**Dataset entries**.
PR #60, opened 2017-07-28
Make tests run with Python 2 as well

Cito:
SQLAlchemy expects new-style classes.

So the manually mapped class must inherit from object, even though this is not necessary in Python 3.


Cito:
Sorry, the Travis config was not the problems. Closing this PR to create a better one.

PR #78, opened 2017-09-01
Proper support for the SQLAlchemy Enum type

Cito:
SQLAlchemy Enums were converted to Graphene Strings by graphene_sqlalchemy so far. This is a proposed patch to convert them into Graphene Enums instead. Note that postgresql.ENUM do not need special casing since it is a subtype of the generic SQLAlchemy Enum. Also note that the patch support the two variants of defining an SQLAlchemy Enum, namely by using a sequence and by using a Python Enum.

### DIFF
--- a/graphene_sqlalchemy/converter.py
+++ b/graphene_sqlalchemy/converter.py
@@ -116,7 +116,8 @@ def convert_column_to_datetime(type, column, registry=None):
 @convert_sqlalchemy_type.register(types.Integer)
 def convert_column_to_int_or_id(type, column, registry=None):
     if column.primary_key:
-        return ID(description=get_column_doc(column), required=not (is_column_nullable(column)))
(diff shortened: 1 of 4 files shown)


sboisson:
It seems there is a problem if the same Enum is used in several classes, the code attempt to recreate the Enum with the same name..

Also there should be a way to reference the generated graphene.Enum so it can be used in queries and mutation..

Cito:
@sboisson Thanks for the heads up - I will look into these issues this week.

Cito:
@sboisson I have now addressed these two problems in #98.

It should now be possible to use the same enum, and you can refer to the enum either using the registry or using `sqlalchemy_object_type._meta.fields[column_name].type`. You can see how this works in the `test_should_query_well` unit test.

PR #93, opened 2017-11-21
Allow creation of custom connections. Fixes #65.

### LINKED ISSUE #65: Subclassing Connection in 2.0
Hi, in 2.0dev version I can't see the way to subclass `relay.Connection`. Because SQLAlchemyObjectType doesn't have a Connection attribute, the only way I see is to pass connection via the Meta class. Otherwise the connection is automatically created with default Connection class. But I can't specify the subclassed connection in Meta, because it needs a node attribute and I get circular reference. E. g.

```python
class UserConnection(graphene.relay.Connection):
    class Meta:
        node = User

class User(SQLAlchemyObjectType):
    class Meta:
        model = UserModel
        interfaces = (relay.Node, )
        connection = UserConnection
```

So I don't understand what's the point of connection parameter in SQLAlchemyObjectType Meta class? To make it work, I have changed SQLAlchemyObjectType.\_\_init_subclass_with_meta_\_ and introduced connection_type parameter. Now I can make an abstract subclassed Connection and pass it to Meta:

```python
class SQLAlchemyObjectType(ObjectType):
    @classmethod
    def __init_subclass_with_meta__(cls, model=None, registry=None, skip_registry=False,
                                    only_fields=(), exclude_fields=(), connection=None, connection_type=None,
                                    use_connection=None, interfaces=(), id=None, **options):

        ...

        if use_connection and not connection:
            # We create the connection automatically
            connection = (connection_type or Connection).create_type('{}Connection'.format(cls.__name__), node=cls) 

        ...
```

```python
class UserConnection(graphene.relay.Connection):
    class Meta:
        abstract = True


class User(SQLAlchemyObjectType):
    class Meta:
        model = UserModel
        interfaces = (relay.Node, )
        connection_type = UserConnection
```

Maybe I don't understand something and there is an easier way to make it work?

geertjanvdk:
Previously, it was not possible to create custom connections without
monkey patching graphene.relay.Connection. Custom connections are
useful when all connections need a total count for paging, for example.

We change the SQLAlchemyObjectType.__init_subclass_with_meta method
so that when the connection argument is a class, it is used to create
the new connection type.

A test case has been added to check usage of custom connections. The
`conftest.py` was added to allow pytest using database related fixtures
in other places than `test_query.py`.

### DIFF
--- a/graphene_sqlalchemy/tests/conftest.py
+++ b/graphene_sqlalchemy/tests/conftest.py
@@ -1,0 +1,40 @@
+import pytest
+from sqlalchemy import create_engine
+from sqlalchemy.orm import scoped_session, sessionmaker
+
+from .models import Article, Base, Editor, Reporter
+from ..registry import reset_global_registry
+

**DIRECTIONS FOR THIS TASK**.
Your answer should hold every line of the entries that contains the string "these".

**RESPONSE BOX**.
@sboisson Thanks for the heads up - I will look into these issues this week.
@sboisson I have now addressed these two problems in #98.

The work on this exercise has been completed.